Is that two TMNs, on the basis that they won't take up an awful lot of space?


----------



## Davywalnuts (13 Jun 2012)

Super, been waiting for this ride to pop up for YONKS, and also for reasons that Adrian enquires above. 

Oh, and before I start, I still owe our leader £2 subs..

Ah, yes, so, chuffed as I was with lasts years ride, but sad I didn't do the night ride part, I have spoken to Teef and Long Martin about riding to the start, and back. But, not all the way back...So just putting it out there that I intend to ride from London, to Cardiff, mainly along the A4, nightride to Swansea, then train from Swansea to Bristol and then home, again along the A4, which, as its going back to London, is easy peasy as its all down hill..

The train part cuts out the Hills, as we all know I don't do Hills and would round off the journey to just over 300miles rather than closer to 400miles and will also help in the mental planning for next years LEL. 

Takers?


----------



## theclaud (13 Jun 2012)

Utterly Walnuts, Davy, but it will be good to see you on the ride.


----------



## clarion (13 Jun 2012)

Sadly, we won't be on this one.  Obligations...


----------



## Gordon P (13 Jun 2012)

theclaud said:


> Is that two TMNs, on the basis that they won't take up an awful lot of space?


And 2 of me as well!


----------



## StuAff (13 Jun 2012)

As mad as a box of frogs Davy, but definitely good prep for LEL.
Home-Cardiff Bay is 133 miles according to the route bikehike's given me, with about 8k feet of climbing.

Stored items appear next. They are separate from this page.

PR #201, opened 2020-04-13
MAKE-1239: Implement the TestResults model 

julianedwards:


model/test_results.go
```diff
@@ -0,0 +1,309 @@
...
+
+	return errors.Wrapf(err, "problem setting test recorded for %s", t.ID)
+}
+
+// TestResultsInfo describes information unique to a single task execution.
+type TestResultsInfo struct {
+	Project   string `bson:"project,omitempty"`
+	Version   string `bson:"version,omitempty"`
+	Variant   string `bson:"variant,omitempty"`
+	Distro    string `bson:"distro,omitempty"`
```
tychoish, line 256: seems odd to have this here

model/test_results.go
```diff
@@ -0,0 +1,309 @@
...
+	}
+
+	return fmt.Sprintf("%x", hash.Sum(nil))
+}
+
+// TestResult describes a single test result to be stored as a BSON object in
+// some type of pail bucket storage.
+type TestResult struct {
+	TestName       string    `bson:"test_name"`
+	TestFile       string    `bson:"test_file"`
```
tychoish, line 301: what's the difference between test name and test file

my gut says it'd be good to also have the taskname here just for sanity later, but I'm negotiable.

model/test_results_storage.go
```diff
@@ -0,0 +1,22 @@
...
+// TestResultsArtifactInfo describes a bucket of test results for a given task
+// execution stored in some kind of offline storage. It is the bridge between
+// pail-backed offline log storage and the cedar-based log metadata storage.
+// The prefix field indicates the name of the "sub-bucket". The top level
+// bucket is accesible via the cedar.Environment interface.
+type TestResultsArtifactInfo struct {
+	Type    PailType        `bson:"type"`
+	Prefix  string          `bson:"prefix"`
+	Version int             `bson:"version"`
+	Tests   map[string]bool `bson:"tests,omitempty"`
```
tychoish, line 14: what's the bool? I think a []string{} is better, but I still don't know that this makes sense in the DB

julianedwards: The bool is to track if it has been accounted for in the historical stats data, in case we have to do a backfill

model/test_results.go
julianedwards: it is used for the historical stats data

model/test_results.go
julianedwards: The test file is the name where the actual test data is written to on the host. Not sure if it is absolutely necessary but it is part of the _id in the current historical test stats.

model/test_results.go
```diff
@@ -181,79 +183,112 @@ func (t *TestResults) Append(ctx context.Context, results []TestResult) error {
...
+// Download returns a TestResult slice with the corresponding results stored in
+// the offline blob storage. The TestResults should be populated and the
+// environment should not be nil.
+func (t *TestResults) Download(ctx context.Context) ([]TestResult, error) {
+	if !t.populated {
+		return []TestResult{}, errors.New("cannot download with populated test results")
+	}
 	if t.env == nil {
-		return errors.New("cannot append with a nil environment")
+		return []TestResult{}, errors.New("cannot download test results with a nil environment")
```
tychoish, line 197: nil, rather than empty?

model/test_results_test.go
```diff
@@ -0,0 +1,468 @@
...
+		Trial:          seedRand.Intn(10),
+		Status:         "Pass",
+		LineNum:        seedRand.Intn(1000),
+		TaskCreateTime: time.Now().Add(-time.Hour).UTC().Round(time.Millisecond),
+		TestStartTime:  time.Now().Add(-30 * time.Hour).UTC().Round(time.Millisecond),
+		TestEndTime:    time.Now().UTC().Round(time.Millisecond),
+	}
+}
+
+var seedRand *rand.Rand = rand.New(rand.NewSource(time.Now().UnixNano()))
```
tychoish, line 468: I'd just call rand.Seed() in init....  and call the rand package's init functions.

model/test_results_storage.go
```diff
@@ -8,15 +8,13 @@ import "github.com/mongodb/anser/bsonutil"
 // The prefix field indicates the name of the "sub-bucket". The top level
 // bucket is accesible via the cedar.Environment interface.
 type TestResultsArtifactInfo struct {
-	Type    PailType        `bson:"type"`
-	Prefix  string          `bson:"prefix"`
-	Version int             `bson:"version"`
-	Tests   map[string]bool `bson:"tests,omitempty"`
+	Type    PailType `bson:"type"`
+	Prefix  string   `bson:"prefix"`
+	Version int      `bson:"version"`
```
tychoish, line 13: don't we need to save timestamps for when analysis runs ran?

model/test_results.go
```diff
@@ -181,79 +183,112 @@ func (t *TestResults) Append(ctx context.Context, results []TestResult) error {
...
-		"collection":   testResultsCollection,
-		"id":           t.ID,
-		"updateResult": updateResult,
-		"test_names":   testNames,
-		"op":           "append test names to a test results record",
-	})
-	if err == nil && updateResult.MatchedCount == 0 {
-		err = errors.Errorf("could not find test results record with id %s in the database", t.ID)
+	if err != nil {
+		return []TestResult{}, errors.Wrap(err, "problem creating bucket")
```
tychoish, line 219: return nil instead of the empty slice.

model/test_results.go
```diff
@@ -181,79 +183,112 @@ func (t *TestResults) Append(ctx context.Context, results []TestResult) error {
...
+	}
+
+	results := []TestResult{}
+	for iter.Next(ctx) {
+		r, err := iter.Item().Get(ctx)
+		if err != nil {
+			return []TestResult{}, errors.Wrap(err, "problem getting test result")
+		}
+		defer func() {
+			_ = r.Close()
```
tychoish, line 234: is this error not interesting?

model/test_results.go
```diff
@@ -181,79 +183,112 @@ func (t *TestResults) Append(ctx context.Context, results []TestResult) error {
...
+		return []TestResult{}, errors.Wrap(err, "problem creating bucket")
+	}
+
+	iter, err := bucket.List(ctx, "")
+	if err != nil {
+		return []TestResult{}, errors.Wrap(err, "problem listing bucket items")
+	}
+
+	results := []TestResult{}
+	for iter.Next(ctx) {
```
tychoish, line 228: I suspect that we may want to return some kind of iterator, rather than reading all of the results into memory at once. I'm not sure that we need to do this right now, and this logic does work. 

An iterator around a buffered channel might be good, or at least having a basic iterator type that we could try (and race?) different implementations, even if we start with this one.

model/test_results.go
```diff
@@ -181,79 +183,112 @@ func (t *TestResults) Append(ctx context.Context, results []TestResult) error {
...
+		defer func() {
+			_ = r.Close()
+		}()
+
+		data, err := ioutil.ReadAll(r)
+		if err != nil {
+			return []TestResult{}, errors.Wrap(err, "problem reading test result data")
+		}
+		result := TestResult{}
+		if err = bson.Unmarshal(data, &result); err != nil {
```
tychoish, line 242: I think it might be a fun exercise to see what the bson unmarshal speed would be like vs writing DocumentMarshal and DocumentUnmarshaler functions in birch?

model/test_results_storage.go
julianedwards: no I don't think its necessary per our discussion on Friday. We will just have a job to recalculate historical stats for a given range of dates.

model/test_results.go
julianedwards: Yeah given that there will may be 10s of thousands of results per task that is probably a good idea. Definitely something we can push off until I get to the rest code.

model/test_results.go
julianedwards: I guess I can log it, but its in a defer statement so can't do much about it

model/test_results.go
tychoish: open a ticket to track

model/test_results.go
```diff
@@ -216,31 +216,34 @@ func (t *TestResults) Download(ctx context.Context) ([]TestResult, error) {
...
 		if err != nil {
-			return []TestResult{}, errors.Wrap(err, "problem getting test result")
+			return nil, errors.Wrap(err, "problem getting test result")
 		}
 		defer func() {
-			_ = r.Close()
+			err = r.Close()
+			grip.Error(message.WrapError(err, message.Fields{
+				"message": "problem closing test results bucket iterator",
+			}))
```
tychoish, line 237: there's no need to change because I think this is all going to change but, this is really not all that different from: 
```
grip.Error(message.WrapError(r.Close(), "problem closing test results bucket iterator"))
```
Thought there's other things you can put in the message, for more context, including what test it's coming from/bucket name, etc.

Or I could just use the £8 train ticket I've already booked...tough decision 
I do have a 200 mile ride planned, just not this one.....


----------



## Davywalnuts (13 Jun 2012)

StuAff said:


> As mad as a box of frogs Davy, but definitely good prep for LEL.
> Home-Cardiff Bay is 133 miles according to the route bikehike's given me, with about 8k feet of climbing. Or I could just use the £8 train ticket I've already booked...tough decision
> I do have a 200 mile ride planned, just not this one.....


 
I make it about 160ish miles to Cardiff from HPC, but currently mapping to even out the bumps, alot, so possibly around 5k climbing.. nothing really...


----------



## theclaud (13 Jun 2012)

Gordon P said:


> And 2 of me as well!


Bargain!


----------



## Aperitif (14 Jun 2012)

You need a nice tilt at Christmas Common again, Davy! I have a ticket back from Swansea on Saturday morning (I thought I had bought one!  ) as I need to show my face at work pm. My only problem is getting the time to ride it on the Friday now!
A tidy pace, reduce the grandiose lunch / stop times and, of course, no punctures. A flying visit from the Wing Walker of Malmesbury would be a nice diversion while 3pmses are taken in the square there. I would quite like to be in Cardiff with a few hours to spare as I need to do try and catch up with an old school teacher / rugbyman who was quite handy on a bicycle, for Wales, in the dim and distant past...Just my idle thoughts.


----------



## martint235 (14 Jun 2012)

Davywalnuts said:


> I have spoken to Teef and Long Martin about riding to the start, and back. But, not all the way back...So just putting it out there that I intend to ride from London, to Cardiff, mainly along the A4, nightride to Swansea, then train from Swansea to Bristol and then home, again along the A4, which, as its going back to London, is easy peasy as its all down hill..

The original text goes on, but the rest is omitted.